**What needs to be done**
The entries should be written out again exactly as they read.
____ Data for review
PR #237, opened 2022-07-28
ROX-11862: Remove redundant conversion layer (ManagedCentralCR)

kovayur:
## Description
This is a refactoring PR which removes the unnecessary conversion layer - ManagedCervice CR. We don't have such CRD.

## Checklist (Definition of Done)

- [ ] Unit and integration tests added
- [ ] Documentation added if necessary
- [ ] CI and all relevant tests are passing

## Test manual
Tested on a dedicated OSD cluster

```
# To run tests locally run:
make db/teardown db/setup db/migrate
make ocm/setup OCM_OFFLINE_TOKEN=<ocm-offline-token> OCM_ENV=development
make verify lint binary test test/integration
```

PR #238, opened 2022-07-28
ROX-11862: Match DNS name to the ADR

kovayur:
## Description
This PR aligns the routes creation implementation with URI scheme we decided to use in the ADR.
Previously there was a heuristic approach to determine a hostname using a prefix and subdomain. After this change, UI and data hostnames can be set separately on the fleetmanager with any pattern we want.

## Test manual
Tested manually on a dedicated OSD cluster

```
# To run tests locally run:
```

### DIFF
--- a/internal/dinosaur/pkg/services/data_plane_dinosaur.go
+++ b/internal/dinosaur/pkg/services/data_plane_dinosaur.go
@@ -318,23 +318,22 @@ func (d *dataPlaneDinosaurService) persistDinosaurRoutes(dinosaur *dbapi.Central
 	return nil
 }
 
-func buildRoutes(routesInRequest []dbapi.DataPlaneCentralRouteRequest, dinosaur *dbapi.CentralRequest, clusterDNS string) ([]dbapi.DataPlaneCentralRoute, error) {
-	routes := []dbapi.DataPlaneCentralRoute{}
-	dinosaurHost := dinosaur.Host
-	for _, r := range routesInRequest {
-		if strings.HasSuffix(r.Router, clusterDNS) {
-			router := dbapi.DataPlaneCentralRoute{
-				Router: r.Router,
-			}
-			if r.Prefix != "" {
-				router.Domain = fmt.Sprintf("%s-%s", r.Prefix, dinosaurHost)
-			} else {
-				router.Domain = dinosaurHost
-			}
-			routes = append(routes, router)
-		} else {
-			return nil, errors.Errorf("router domain is not valid. router = %s, expected domain = %s", r.Router, clusterDNS)
-		}
+func buildRoutes(routesInRequest dbapi.DataPlaneCentralRoutesRequest, dinosaur *dbapi.CentralRequest, clusterDNS string) ([]dbapi.DataPlaneCentralRoute, error) {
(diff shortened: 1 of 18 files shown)


kovayur:
* main
  * **PR #237** <a href="https://app.graphite.dev/github/pr/stackrox/acs-fleet-manager/237" target="_blank">Graphite</a> 
    * **PR #238** <a href="https://app.graphite.dev/github/pr/stackrox/acs-fleet-manager/238" target="_blank">Graphite</a>  👈

This comment was auto-generated by [Graphite](https://app.graphite.dev/github/pr/stackrox/acs-fleet-manager/238?utm_source=stack-comment).

johannes94:
The code changes look good to me. One thing I wanted to make sure is that we are aware of the impact of the change with the DataPlaneCentralStatusRoutes to an object instead of a list. Previously the concept was very generic and we could basically create all kind of different DNS names just by putting different routes in the request from fleetshard-sync to fleet-manager. Fleetshard-sync was aware of what routes should be created and fleet-managers job was just to create the corresponding CNAME records for that. This way only fleetshard-sync would have to change to register a new route and DNS name. The new approach is much easier to understand, since it is tailored exactly to our usecase. But we have the trade off that with the new approach if we'd like to add another route in the future we'd always have to change both fleet-manager and fleetshard-sync. What do you think about that?

kovayur:
Thanks for the thoughtful review @johannes94. I can share the concern and indeed it was a trade-off in favor of simplicity. Need to say that now if we need to add another route, we need to change not only the fleethard sync and the fleet-manager but also the Private API schema, which I don't really like.
On second thought, maybe something more flexible should be done here, I agree.

johannes94 (commented):
Looks good. I'm going to test this together with #239 in our dev environment. If this works I'll approve.

internal/dinosaur/pkg/services/data_plane_dinosaur.go
```diff
@@ -302,9 +302,7 @@ func (d *dataPlaneDinosaurService) persistDinosaurRoutes(dinosaur *dbapi.Central
 	routesInRequest := dinosaurStatus.Routes
 	var routes []dbapi.DataPlaneCentralRoute
 
-	var routesErr error
-	baseClusterDomain := strings.TrimPrefix(clusterDNS, fmt.Sprintf("%s.", constants2.DefaultIngressDNSNamePrefix))
-	if routes, routesErr = buildRoutes(routesInRequest, dinosaur, baseClusterDomain); routesErr != nil {
+	if routesErr := validateRouters(routesInRequest, dinosaur, clusterDNS); routesErr != nil {
```
johannes94, line 305: This change led to routes not being stored, since the routes variable is never set. I'd suggest to remove the `routes` variable above and us `routesInRequest` in all function calls further down the line.

johannes94 (changes requested):

internal/dinosaur/pkg/services/data_plane_dinosaur.go
kovayur: Right, thanks for checking! Fixed.

johannes94 (approved):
________
**Written answer**
PR #237, opened 2022-07-28
ROX-11862: Remove redundant conversion layer (ManagedCentralCR)

kovayur:
## Description
This is a refactoring PR which removes the unnecessary conversion layer - ManagedCervice CR. We don't have such CRD.

## Checklist (Definition of Done)

- [ ] Unit and integration tests added
- [ ] Documentation added if necessary
- [ ] CI and all relevant tests are passing

## Test manual
Tested on a dedicated OSD cluster

```
# To run tests locally run:
make db/teardown db/setup db/migrate
make ocm/setup OCM_OFFLINE_TOKEN=<ocm-offline-token> OCM_ENV=development
make verify lint binary test test/integration
```

PR #238, opened 2022-07-28
ROX-11862: Match DNS name to the ADR

kovayur:
## Description
This PR aligns the routes creation implementation with URI scheme we decided to use in the ADR.
Previously there was a heuristic approach to determine a hostname using a prefix and subdomain. After this change, UI and data hostnames can be set separately on the fleetmanager with any pattern we want.

## Test manual
Tested manually on a dedicated OSD cluster

```
# To run tests locally run:
```

### DIFF
--- a/internal/dinosaur/pkg/services/data_plane_dinosaur.go
+++ b/internal/dinosaur/pkg/services/data_plane_dinosaur.go
@@ -318,23 +318,22 @@ func (d *dataPlaneDinosaurService) persistDinosaurRoutes(dinosaur *dbapi.Central
 	return nil
 }
 
-func buildRoutes(routesInRequest []dbapi.DataPlaneCentralRouteRequest, dinosaur *dbapi.CentralRequest, clusterDNS string) ([]dbapi.DataPlaneCentralRoute, error) {
-	routes := []dbapi.DataPlaneCentralRoute{}
-	dinosaurHost := dinosaur.Host
-	for _, r := range routesInRequest {
-		if strings.HasSuffix(r.Router, clusterDNS) {
-			router := dbapi.DataPlaneCentralRoute{
-				Router: r.Router,
-			}
-			if r.Prefix != "" {
-				router.Domain = fmt.Sprintf("%s-%s", r.Prefix, dinosaurHost)
-			} else {
-				router.Domain = dinosaurHost
-			}
-			routes = append(routes, router)
-		} else {
-			return nil, errors.Errorf("router domain is not valid. router = %s, expected domain = %s", r.Router, clusterDNS)
-		}
+func buildRoutes(routesInRequest dbapi.DataPlaneCentralRoutesRequest, dinosaur *dbapi.CentralRequest, clusterDNS string) ([]dbapi.DataPlaneCentralRoute, error) {
(diff shortened: 1 of 18 files shown)


kovayur:
* main
  * **PR #237** <a href="https://app.graphite.dev/github/pr/stackrox/acs-fleet-manager/237" target="_blank">Graphite</a> 
    * **PR #238** <a href="https://app.graphite.dev/github/pr/stackrox/acs-fleet-manager/238" target="_blank">Graphite</a>  👈

This comment was auto-generated by [Graphite](https://app.graphite.dev/github/pr/stackrox/acs-fleet-manager/238?utm_source=stack-comment).

johannes94:
The code changes look good to me. One thing I wanted to make sure is that we are aware of the impact of the change with the DataPlaneCentralStatusRoutes to an object instead of a list. Previously the concept was very generic and we could basically create all kind of different DNS names just by putting different routes in the request from fleetshard-sync to fleet-manager. Fleetshard-sync was aware of what routes should be created and fleet-managers job was just to create the corresponding CNAME records for that. This way only fleetshard-sync would have to change to register a new route and DNS name. The new approach is much easier to understand, since it is tailored exactly to our usecase. But we have the trade off that with the new approach if we'd like to add another route in the future we'd always have to change both fleet-manager and fleetshard-sync. What do you think about that?

kovayur:
Thanks for the thoughtful review @johannes94. I can share the concern and indeed it was a trade-off in favor of simplicity. Need to say that now if we need to add another route, we need to change not only the fleethard sync and the fleet-manager but also the Private API schema, which I don't really like.
On second thought, maybe something more flexible should be done here, I agree.

johannes94 (commented):
Looks good. I'm going to test this together with #239 in our dev environment. If this works I'll approve.

internal/dinosaur/pkg/services/data_plane_dinosaur.go
```diff
@@ -302,9 +302,7 @@ func (d *dataPlaneDinosaurService) persistDinosaurRoutes(dinosaur *dbapi.Central
 	routesInRequest := dinosaurStatus.Routes
 	var routes []dbapi.DataPlaneCentralRoute
 
-	var routesErr error
-	baseClusterDomain := strings.TrimPrefix(clusterDNS, fmt.Sprintf("%s.", constants2.DefaultIngressDNSNamePrefix))
-	if routes, routesErr = buildRoutes(routesInRequest, dinosaur, baseClusterDomain); routesErr != nil {
+	if routesErr := validateRouters(routesInRequest, dinosaur, clusterDNS); routesErr != nil {
```
johannes94, line 305: This change led to routes not being stored, since the routes variable is never set. I'd suggest to remove the `routes` variable above and us `routesInRequest` in all function calls further down the line.

johannes94 (changes requested):

internal/dinosaur/pkg/services/data_plane_dinosaur.go
kovayur: Right, thanks for checking! Fixed.

johannes94 (approved):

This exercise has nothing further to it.